Many elite tennis players in their prime have tinkered with their service technique, be it their stance or motion. In an attempt to get more power, Rafael Nadal changed his grip on his serve in 2010 when he already was No. 1 in the world. Pat Cash changed his motion significantly after winning Wimbledon in 1987.

But some players have made more radical changes on other strokes. Consider Paul McNamee, the former Australian star who changed from a single-handed to a double-handed backhand at age 24 because he believed the stroke was holding him back.

“It was extremely hard,” McNamee said recently of the change. “Eight to 10 hours a day for four months. I made a pact with myself that I would never go back to a one-hander. It was very embarrassing to begin with.”

After the change, McNamee soon broke into the top 25 in singles and reached No. 1 in doubles.

“The key was the pact,” he said. “Otherwise, I would have retreated back to the familiar quickly. The mental commitment for me was more difficult than the physical, and harder to sustain.”

Other established pros have switched from two-handed backhands to one-handed ones, including Fernando Meligeni, the former Brazilian star, and Tatjana Maria, the German who lost to Sharapova here in the first round.
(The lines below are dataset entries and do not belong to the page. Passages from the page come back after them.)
PR #331, opened 2017-02-22
Add push module

MatkovIvan:
Added push module to SDK.
- Send push token in push installation log
- Added module settings in sasquatch app UI


jaelim-ms:
Please fix the broken build first. Sasquatch application has two flavors in build. One should be fine but the other shouldn't because it has dependencies with libraries that are in jcenter. You are introducing a new feature but it is not in jcenter yet. I recommend you to remove all Sasquatch implementation at the moment.

guperrot:
@MatkovIvan Or you can use reflection too, there is an example in the updates branch to enable updates only in the project build flavour.

guperrot:
Please run `./gradlew build coverageReport` locally to debug why the build fails. When it succeeds, use the coverage report in the `sdk/build` local folder to debug what tests are missing.

sdk/mobile-center-push/build.gradle
```diff
@@ -0,0 +1,10 @@
+//
+// :sdk:push
+//
+project.description = 'This package contains functionalities to recive push notifications for your application.'
+evaluationDependsOn(':sdk')
+
+dependencies {
+    compile project(':sdk:mobile-center')
+    compile 'com.google.android.gms:play-services-gcm:10.2.0'
```
guperrot: GCM is deprecated, we have to use Firebase SDK now.

sdk/mobile-center-push/src/main/java/com/microsoft/azure/mobile/push/Push.java
```diff
@@ -0,0 +1,256 @@
...
+     */
+    private static final String PREFERENCE_PREFIX = SERVICE_NAME + ".";
+
+    /**
+     * Preference key to store push token.
+     */
+    @VisibleForTesting
+    static final String PREFERENCE_KEY_PUSH_TOKEN = PREFERENCE_PREFIX + "push_token";
+
+
```
guperrot: Extra blank line that should be removed here.

sdk/mobile-center-push/src/main/java/com/microsoft/azure/mobile/push/Push.java
```diff
@@ -0,0 +1,256 @@
...
+    /**
+     * Shared instance.
+     */
+    @SuppressLint("StaticFieldLeak")
+    private static Push sInstance = null;
```
guperrot: In our coding conventions we don't initiliaze like that when its null, 0 or false.

sdk/mobile-center-push/src/main/java/com/microsoft/azure/mobile/push/Push.java
```diff
@@ -0,0 +1,256 @@
...
+     * Enqueue a push installation log.
+     *
+     * @param pushToken the push token value
+     */
+    private void enqueuePushInstallationLog(@NonNull String pushToken) {
+        if (isInactive())
+            return;
+        if (mPushTokenSent)
+            return;
+
```
guperrot: Either add a comment before each block or remove blank line.

sdk/mobile-center-push/src/main/java/com/microsoft/azure/mobile/push/Push.java
```diff
@@ -0,0 +1,256 @@
...
+        if (mPushToken != null) {
+            enqueuePushInstallationLog(mPushToken);
+        } else if (mSenderId != null) {
+            final PushTokenTask pushTokenTask = new PushTokenTask();
+            try {
+                pushTokenTask.executeOnExecutor(AsyncTask.THREAD_POOL_EXECUTOR);
+            } catch (final RejectedExecutionException e) {
+                MobileCenterLog.error(LOG_TAG, "THREAD_POOL_EXECUTOR saturated", e);
```
guperrot: Please add a TODO comment here, so that we use ASyncTaskUtils when its gets merged in the future.

sdk/mobile-center-push/src/main/java/com/microsoft/azure/mobile/push/Push.java
```diff
@@ -0,0 +1,256 @@
...
+    private synchronized void setInstanceSenderId(String senderId) {
+        mSenderId = senderId;
+    }
+
+    @VisibleForTesting
+    class PushTokenTask extends AsyncTask<Void, Void, String> {
+
+        @Override
+        protected String doInBackground(Void[] params) {
+            InstanceID instanceID = InstanceID.getInstance(mContext);
```
guperrot: GCM being deprecated, this code has to use Firebase SDK now.

sdk/mobile-center-push/src/test/java/com/microsoft/azure/mobile/push/PushTest.java
```diff
@@ -0,0 +1,161 @@
...
+import static org.mockito.Mockito.never;
+import static org.mockito.Mockito.times;
+import static org.mockito.Mockito.verify;
+import static org.powermock.api.mockito.PowerMockito.mockStatic;
+import static org.powermock.api.mockito.PowerMockito.verifyStatic;
+import static org.powermock.api.mockito.PowerMockito.when;
+import static org.powermock.api.mockito.PowerMockito.whenNew;
+
+@SuppressWarnings("unused")
+@RunWith(PowerMockRunner.class)
```
guperrot: Ok that's the reason why code coverage fails to report percentage for tests originating from this class: if you use `@RunWith(PowerMockRunner.class)`, it will not cover classes that are in `@PrepareForTest`.

The solution for that is to remove `@RunWith(PowerMockRunner.class)` and instead use:

```
    @Rule
    public PowerMockRule mPowerMockRule = new PowerMockRule();
```

The rule is slower and requires the vm arg `-noverify` to test from studio so that's why we don't use it everywhere, but here you need the rule.

sdk/mobile-center-push/src/test/java/com/microsoft/azure/mobile/push/PushTest.java
```diff
@@ -0,0 +1,161 @@
...
+    public void handlePushToken() {
+        String testToken = "TEST";
+        Push push = Push.getInstance();
+        Channel channel = mock(Channel.class);
+        push.onChannelReady(mock(Context.class), channel);
+        push.handlePushToken(testToken);
+        verifyStatic(times(1));
+        StorageHelper.PreferencesStorage.putString(eq(PREFERENCE_KEY_PUSH_TOKEN), eq(testToken));
+
+        // For check enqueue only once
```
guperrot: We use // only to disable code temporarily.
Real comments are /*

sdk/mobile-center-push/build.gradle
```diff
@@ -0,0 +1,10 @@
+//
```
jaelim-ms: Remove the first 3 lines.

MatkovIvan: @jaelim-ms I used other modules as example. In analytics and crashes it is same.  So, why here must be different?

guperrot: We cleaned that in updates actually. Reason is that old Android Studio was showing build.gradle as editor title so it was confusing. Now it's showing the module name in editor tab title so we don't need this comment anymore.

apps/sasquatch/src/main/java/com/microsoft/azure/mobile/sasquatch/activities/SettingsActivity.java
```diff
@@ -80,7 +80,7 @@ public boolean isEnabled() {
                 @Override
                 public void setEnabled(boolean enabled) {
                     Crashes.setEnabled(enabled);
-                    crashesEnabledPreference.setChecked(Analytics.isEnabled());
+                    crashesEnabledPreference.setChecked(Crashes.isEnabled());
```
guperrot: Good catch :D Will backport to develop ;)

jaelim-ms: @guperrot fixed this on `develop` branch. Revert this change, merging develop will take care of this change.

guperrot: Just merging develop is enough, no need to revert I think.

jaelim-ms: The same change will have different commit IDs. If it doesn't matter, I don't care. 😄

guperrot: I think it does not matter, and git annotate will likely show the one from develop after merge.

sdk/mobile-center-push/src/main/java/com/microsoft/azure/mobile/push/Push.java
```diff
@@ -0,0 +1,195 @@
...
+     * Handle push token update success.
+     *
+     * @param token the push token value
+     */
+    @VisibleForTesting
+    synchronized void onTokenRefresh(@NonNull String token) {
+        mPushToken = token;
+        MobileCenterLog.debug(LOG_TAG, "Push token: " + mPushToken);
+        PreferencesStorage.putString(PREFERENCE_KEY_PUSH_TOKEN, mPushToken);
+        enqueuePushInstallationLog(mPushToken);
```
guperrot: If the token is refreshed but we already sent one during process lifetime we will skip sending which is incorrect behavior. It's not unusual that Google can replace the token with a "canonical" version so we should be ready to accept a new token any time. I would replace the boolean check by a string comparison with previous token value.

sdk/mobile-center-push/src/main/java/com/microsoft/azure/mobile/push/Push.java
```diff
@@ -0,0 +1,195 @@
...
+        super.onChannelReady(context, channel);
+        updatePushToken();
+    }
+
+    @Override
+    public synchronized void setInstanceEnabled(boolean enabled) {
+        super.setInstanceEnabled(enabled);
+        if (enabled) {
+            updatePushToken();
+        }
```
guperrot: The rule for modules when disabled is to reset any state, delete persisted state also.
Expected behavior when we disable and re-enable is to get token and send token again.

sdk/mobile-center-push/src/main/java/com/microsoft/azure/mobile/push/Push.java
```diff
@@ -0,0 +1,189 @@
...
+     * @param enabled current state.
+     */
+    private synchronized void applyEnabledState(boolean enabled) {
+        if (enabled && mChannel != null) {
+            String token = FirebaseInstanceId.getInstance().getToken();
+            if (token != null) {
+                onTokenRefresh(token);
+            }
+        } else {
+            /* Reset module state if disabled */
```
guperrot: Missing blank line before comment

guperrot:
Just waiting on missing code coverage now.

Jill Craybas, the 1996 N.C.A.A. singles women’s champion at Florida, salvaged her faltering pro career in the early 2000s by changing her forehand grip and switching from a closed-stance to an open-stance forehand. She upset Serena Williams in the third round of Wimbledon in 2005 and remained on tour until 2013.
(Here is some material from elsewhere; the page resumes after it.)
PR #334, opened 2017-02-23
Make in app updates inactive in debug

guperrot:


sdk/mobile-center-updates/src/test/java/com/microsoft/azure/mobile/updates/UpdatesBeforeDownloadTest.java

“I remember matches where the racket felt like a foreign object in my hand,” she said of the changes in an interview at Melbourne Park on Saturday. “It took me at least a year to lock it in. Djokovic is a little bit different because it’s not a grip change, more of a motion change, and he’s doing it more to protect the injury whereas I was doing it more to progress.”
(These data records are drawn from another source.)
PR #335, opened 2017-02-23
Fix locking logic to make sure we cover all state checks

guperrot:


guperrot:
There was a random code coverage miss because not locking properly in some tests.

PR #339, opened 2017-02-23
Feature/hide app secret

jaelim-ms:


sdk/mobile-center-updates/src/main/java/com/microsoft/azure/mobile/updates/Updates.java
```diff
@@ -602,7 +606,33 @@ private synchronized void getLatestReleaseDetails(@NonNull String updateToken) {
         Map<String, String> headers = new HashMap<>();
         headers.put(HEADER_API_TOKEN, updateToken);
         final Object releaseCallId = mCheckReleaseCallId = new Object();
-        mCheckReleaseApiCall = httpClient.callAsync(url, METHOD_GET, headers, null, new ServiceCallback() {
+        mCheckReleaseApiCall = httpClient.callAsync(url, METHOD_GET, headers, new HttpClient.CallTemplate() {
+
+            @Override
+            public String buildRequestBody() throws JSONException {
+
+                /* This method is getting called. */
```
guperrot: Actually this method is not called for a get.
I would either remove this comment or change it to something like "No request body as its a get call"

sdk/mobile-center/src/main/java/com/microsoft/azure/mobile/http/HttpUtils.java
```diff
@@ -65,4 +71,18 @@ public static boolean isRecoverableError(Throwable t) {
         }
         return false;
     }
+
+    public static String hideSecret(String secret) {
+
+        /* Cannot hide null or empty string. */
+        if (secret == null || secret.length() <= 0) {
```
guperrot: length cannot be negative. And you can use `.isEmpty()`

sdk/mobile-center-updates/src/main/java/com/microsoft/azure/mobile/updates/Updates.java
jaelim-ms: Oh..  Where is my **NOT**????

sdk/mobile-center/src/main/java/com/microsoft/azure/mobile/http/HttpUtils.java
jaelim-ms: Using `isEmpty()` instead.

Djokovic’s serve is significantly different: He no longer drops his racket head low at the start of the motion, which is now more compact. He has said the change, designed to protect his elbow, was the product of discussions with his coaches Andre Agassi and Radek Stepanek and his own input.

“It had to come from Novak,” McNamee said. “If not, it is doomed, as he has to own it absolutely or he will revert after a bad loss.”

For now, he is 3-0 with the new serve and hitting first-serve speeds similar, on average, to what he hit in 2016, when he last won this title. Unlike in 2016, though, the speeds have tailed off as matches have progressed.

“The toughest thing about it is, the older you get, you become comfortable with routines and what you’ve done for so long,” Sharapova said. “We like to keep what we know. We want to keep it, especially if it’s helped us and if it’s won us Grand Slams.

“But at certain points in your career, if you’re faced with a challenge, you’re faced with an injury, you have to make those adjustments. If you’re able to break through and become successful with it, win another major, win a few more, it speaks a lot more for who you are as a person, as a competitor.”